The other thing of course is for such journals to band together. The Directory of Open Access Journals and other projects have done something, but there hasn't yet been a significantly powerful collective effort from open-access journals. I'd like to see that happening. I don't know if ACME, Agora and other are interested and have any ideas on this.
David.
-----Original Message-----
From: A forum for critical and radical geographers on behalf of Justus Uitermark
Sent: Mon 12/11/2007 20:33
To: [log in to unmask]
Subject: Re: Paying for academic journals
hi,
I agree that the long-term solution would be open-access journals managed by independent editorial collectives. Although it would now take a lot of effort to wrest the journals from the publishers, it seems to me that, in principle, it is not so very difficult to work as independent collectives. Together with a number of other people I have been running an independent Dutch journal (Agora) for years now. In spite of the rapid changes in the composition of the editorial board, it proved possible to keep the entire process in our own hands. One precondition for success is that a university is willing to put some money into it but this is peanuts compared to what libraries now spend on journal subscriptions.

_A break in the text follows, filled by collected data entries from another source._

PR #793, opened 2016-03-25
Qt56 better hdpi support

lins05:


lins05:
The travis ci builds failed because Qt 5.6.0 removes `QtWebKit` (superseded by `QtWebEngine`), we need to update `ShibbolethLoginView` to adapt to this change.

Issue #634, opened 2015-06-24
can't interact with system tray icon


valeth:
I can't open the context menu when right clicking the system tray icon and a left klick does not open the client window. As a result of that I have to terminate the client if I want to close it. Also, the settings menu is not acessible.

I'm using KDE Plasma version 5.3.1 on Arch Linux x86_64

dndesigns:
Experiencing the same issue. Manjaro (Arch derivative) and KDE Plasma 5.3.2.

Astate:
same probleme here

MyerSmith:
Really annoying!

seafile-client-qt5 5.0.4-1 is under plasma-workspace 5.5.4-1 (archlinux) not rightclickable but visible.

qt4 Version works but is also not usable because xembedsniproxy is a KDE bughell..

hcmh:
Is there any update on how to fix this? Since qt4 might become (or is already?) unsupported, it'd be very nice to have a functional client on KDE Plasma...

([here](https://aur.archlinux.org/packages/seafile-client/) someone claiming to be from the seafile team says that qt4 will become unsupported)

src386:
Up.
Really annoying bug on Kubuntu 16.04 with Plasma 5...
I need to pkill seafile then start it each time I want to interact with it. And it seems impossible to access the parameters...

nidico:
I just ran into that issue on kubuntu 16.04 and it's a major dealbreaker in our company, so it'd be great if this could be fixed soon!

Astate:
Same problem here
Le 20 mai 2016 07:42, "Nicolas Dietrich" <notifications@github.com> a
écrit :

nidico:
FYI: It's also broken on Plasma 5.6 and Qt 5.6 (from KDE neon repositories) on top of kubuntu xenial.

lins05:
I tried the latest fedora 23 (KDE5 + qt5.6), and it seems to work without a problem.

![e](https://cloud.githubusercontent.com/assets/717363/15571993/aeb25b72-2370-11e6-82b4-38c224db4331.png)

I'll check ubuntu 16.04 + KDE5 later.

lins05:
Fxied in https://github.com/haiwen/seafile-client/pull/802

nidico:
Confirmed - works nicely in 5.1.2.

PR #802, opened 2016-05-27
Regression fix for StatusNotifierItem protocol

dbruenig:
The removed lines were causing a problem for the context menu to not work with qt5.6 which uses DBus, SNI and the com.canonical.dbusmenu interface. Apparently this cannot just be related to seafile but the hide() and immediately following show() call  somehow caused the Menubar object of the StatusNotifierItem to 'disappear' effectively removing the dbus  context menu object.


freeplant:
Thanks. We will give it a try.

lins05:
Thanks for the patch!

Tested on Ubuntu 16.04 with KDE neon, and it does fix the problem described in #634.

Also tested on ubuntu 14.04 with qt5.5 + unity, and it works fine.

PR #821, opened 2016-07-29
Replace Arial with Open Sans

schokonsti:
Use Open Sans as standard Interface font and promote free software. Fallback to Sans-Serif fonts if Open Sans is not available.


jhasse:
What about Liberation Sans? It has the same metrics as Arial and is also free.

PR #827, opened 2016-09-23
Update tray-icon.cpp to also ignore gnome on Wayland

bagage:


bagage:
@lins05 any chance to have this merged before next release?

src/ui/tray-icon.cpp
```diff
@@ -268,7 +268,7 @@ void SeafileTrayIcon::rotate(bool start)
 {
     /* tray icon should not be refreshed on Gnome according to their guidelines */
     const char *env = g_getenv("DESKTOP_SESSION");
-    if (env && strcmp(env, "gnome") == 0) {
+    if (env && (!strcmp(env, "gnome") || !strcmp(env, "gnome-wayland"))) {
```
lins05: Please use `strcmp(a, b) == 0` instead of negating it to make it more readable.

Issue #809, opened 2016-06-16
Huge client window on gnome shell


woprandi:
Hi,

I use the seafile client on Fedora 23 (GNOME Shell) with this repo : https://copr.fedorainfracloud.org/coprs/pkerling/seafile/

Since the version 5.1.1 (this issue was not present on 5.0.7), the client is appears "huge" (as if I zoomed)
![image](https://cloud.githubusercontent.com/assets/1449422/16108348/e1a0f074-33a2-11e6-9497-b82fbb7a64c4.png)

With multi monitors, I have not this issue if I drag the window on a external monitor.

shoeper:
I do have the same issue on Fedora 23

woprandi:
After upgrading to Fedora 24. The issue is still there

FeuRenard:
I have the same issue on Fedora 24, GNOME shell. It's annoying, as there is no possibility to resize the window. So the indicators for disk space in the cloud and up-/download cannot be shown.

FeuRenard:
I set up a second system with Fedora 24 and GNOME shell, but the window had a comfortable size.

1. Notebook, 13" display, 1920x1080 => window too large
2. Desktop, 22" display, 1680x1050 => window with comfortable size

I suppose, that this issue correlates with the used screen size. Can you two support this claim, maybe with your screen sizes and resolutions?

shoeper:
14" Lenovo Thinkpad Laptop

woprandi:
@FeuRenard I confirm that.

On external monitors (~22/23", 1920x1080) -> good size
On laptop screen (14", 1920x1080) -> issue

gnacho:
Same problem here :(

Loris1123:
I'm also having this problem on the latest XFCE4. But a friend, using xfce aswell, doesn't have problem.

I'm running Manjaro Linux but switched to xfce a few days ago. I installed/compiled seafile on gnome-shell.

wederer:
I have the same issue on my laptop (1080p) running arch with i3.

jhasse:
On my computer VLC also has this issue, it seems to be something Qt related.

jhasse:
Adding

```
export QT_AUTO_SCREEN_SCALE_FACTOR=0.8
```

to `~/.profile` and rebooting fixed it for me :) Can others confirm?

brege:
jhasse: Good work around!  Can confirm it is working for me, both with Seafile and VLC.

[...]

PR #858, opened 2017-01-21
Don't use QT5.6 autoscaling on Linux

flexo3001:
The autoscaling feature since Qt 5.6 applies a 2x scaling at >144 DPI. This affects not just users with real hiDPI displays since a display with a fullhd resolution and a <=15.2" size has a greater DPI than the default threshold. Because of the fact that e.g. GNOME starts scaling at 192 DPI and everything below needs to be done manually it's much saner to disable the autoscale feature until more people own a real hiDPI display. This should 'fix' #809 for now.

### DIFF
--- a/src/main.cpp
+++ b/src/main.cpp
@@ -64,7 +64,7 @@ void setupHIDPIFix()
     qApp->setAttribute(Qt::AA_UseHighDpiPixmaps);
 #endif
 
-#if QT_VERSION >= QT_VERSION_CHECK(5, 6, 0) && !defined(Q_OS_MAC)
+#if QT_VERSION >= QT_VERSION_CHECK(5, 6, 0) && defined(Q_OS_WIN)
     // Enable HDPI auto detection.
     // See http://blog.qt.io/blog/2016/01/26/high-dpi-support-in-qt-5-6/
     qApp->setAttribute(Qt::AA_EnableHighDpiScaling);


shoeper:
This is no solution as well.

flexo3001:
I know, i see the need of a functioning scaling as well but right now it's unusable.

shoeper:
On which devices? I didn't have any issue on a windows device so far.

flexo3001:
For example all laptops with a screen <15" and fullHD resolution.

shoeper:
Running which operating system?


Am 21. Januar 2017 20:34:48 schrieb Marco Kundt <notifications@github.com>:

flexo3001:
On GNU/Linux. I saw this bug on Arch Linux and Fedora because they are the first distros which adopted the new QT version. I can't say anything about Ubuntu 16.10 but it's possible as they are serving QT 5.6.

shoeper:
There is the problem. While it does not work on Linux it does work on Windows. And while I also like using Linux there are many more Windows users for sure and thus I think this option should be kept enabled because most users have an advantage. Maybe it could be disabled for Linux/UNIX only using a compiler statement / macro.

lins05:
I'd suggest keeping the current behaviour, and use an environment variable to control this. E.g. `SEAFILE_DISABLE_QT_HDPI`.

shoeper:
The factor can also be influenced by `export QT_AUTO_SCREEN_SCALE_FACTOR=1`. It can be added to `~/.profile` to be loaded on login. I've set it to 0.5 and it works great.

flexo3001:
I don't care anymore. Fedora patched QT5 to a much saner threshold. For my sake close this or not.

Issue #785, opened 2016-03-14
Strange behaviour of progress


FlorianLoch:
I noticed some strange behaviour regarding the progress bar during upload of single file via "Cloud file browser":

It starts quite strange, than seems to work fine. Although fails in another case (the first file seemed to be too big for the server anyways...)

<img width="327" alt="bildschirmfoto 2016-03-10 um 08 28 01" src="https://cloud.githubusercontent.com/assets/5587805/13751998/0a132098-ea0d-11e5-934e-752fac89db31.png">
<img width="330" alt="bildschirmfoto 2016-03-10 um 08 47 22" src="https://cloud.githubusercontent.com/assets/5587805/13751999/0a133fd8-ea0d-11e5-9347-72b6dced6a33.png">
<img width="333" alt="bildschirmfoto 2016-03-10 um 22 59 39" src="https://cloud.githubusercontent.com/assets/5587805/13752000/0a1350c2-ea0d-11e5-85c1-1e785a09deb1.png">

This might be related to #751.

d0teater:
Noticed this too on the Windows client. Works fine, but progress bar isn't accurate:

<img width="182" alt="seafile_counter" src="https://cloud.githubusercontent.com/assets/10689351/23528227/4cf3ee42-ff56-11e6-9f2c-037f85006f48.png">
<img width="191" alt="seafile_counter2" src="https://cloud.githubusercontent.com/assets/10689351/23528228/4cf4cf2e-ff56-11e6-9ccf-c5bd172cbb10.png">

lins05:
Should be fixed in #898

PR #898, opened 2017-04-26
Fix integer conversion overflow

yuyichao:
In `FileBrowserProgressDialog::onProgressUpdate`. There might be more professional ways to compute the ratios but going though a floating point is the simplest I can think of...

Haven't tested yet since I don't want to abort my 4.4GB file upload.

Possibly fix ~~(don't autoclose it yet github)~~ https://github.com/haiwen/seafile-client/issues/785

### DIFF
--- a/src/filebrowser/progress-dialog.cpp
+++ b/src/filebrowser/progress-dialog.cpp
@@ -5,6 +5,7 @@
 #include <QPushButton>
 #include <QDesktopServices>
 #include <QDebug>
+#include <climits>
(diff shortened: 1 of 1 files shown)


yuyichao:
Local tests seem to work.

yuyichao:
Ping.

freeplant:
Thank you. We will look into it.

lins05:
@yuyichao thanks for the patch!

PR #918, opened 2017-06-07
Fix Qt Version Detection

moschlar:
Explicitly calling qmake to determine the Qt version is not really
necessary and probably bad style.
Still needs to be tested on Windows and Mac OS though.


moschlar:
Closing like #1224 due to #1300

An intermediate solution may be that academic or professional associations publish the journals. But unfortunately the actual development goes in the opposite direction: associations have gradually outsourced their publication activities. Although editorial boards retain a measure of control, I think this is a worrying development. Journals like Ijurr or Antipode should in my view not run the risk of becoming dependent upon publishers like Blackwell. Of course the cooperation between these journals and this publisher is very good (at least it seems so from a distance) but I always feel weird when I hear that a publisher 'sponsors' a lecture or a lunch - after successfully extracting money from the publishing process, the products of this labour come back as generous gifts. More fundamentally, once a publisher is involved, a journal always runs the risk that it has to fight about pricing or other policies (see Political Geography). I don't know if Antipode and Ijurr made agreements about price increases but I think they at some point will be told that they need to conform to the publisher's policy.
In short, I think it is a shame that there is no professionally controlled non-profit company (like a university press) that keeps controls the publishing process.
It is partly for these reasons that I just publish my own articles on my website. I think it would be outrageous if a publisher would claim that it has copyright over a paper to which it contributed very little. I also expect that the reasonable people at the publishers realize that they would be wise not toe sue people for publishing their own papers on their websites if they want to continue to use the labour power of those same people. Of course this strategy of 'just do it' would be more effective if all would do it.
best wishes
Justus
-----Original Message-----
From: A forum for critical and radical geographers on behalf of D'Arcus, Bruce Dr.
Sent: Mon 12/11/2007 20:46
To: [log in to unmask]
Subject: Re: Paying for academic journals
Deb (Gmail) wrote:
...
> i would also recommend (at the cost of offending journal and book publishers)
> putting your own publications online - either on your own website or through
> this website (http://www.scribd.com/) i recently discovered (and downloaded a
> useful publication from).....
Here's the sad irony though: we don't typically own the rights to the work we publish. So more than a question of "offending" the publishers by making PDFs freely available, it seems likely to me that in their eyes we'd be breaking the law?
If my hunch is wrong, someone please correct me.
The long term solution to this problem is open access journals, and perhaps even more informal publishing of academic work (maybe self-publishing?). But then that gets us back to the problem of the reward structure of the academy.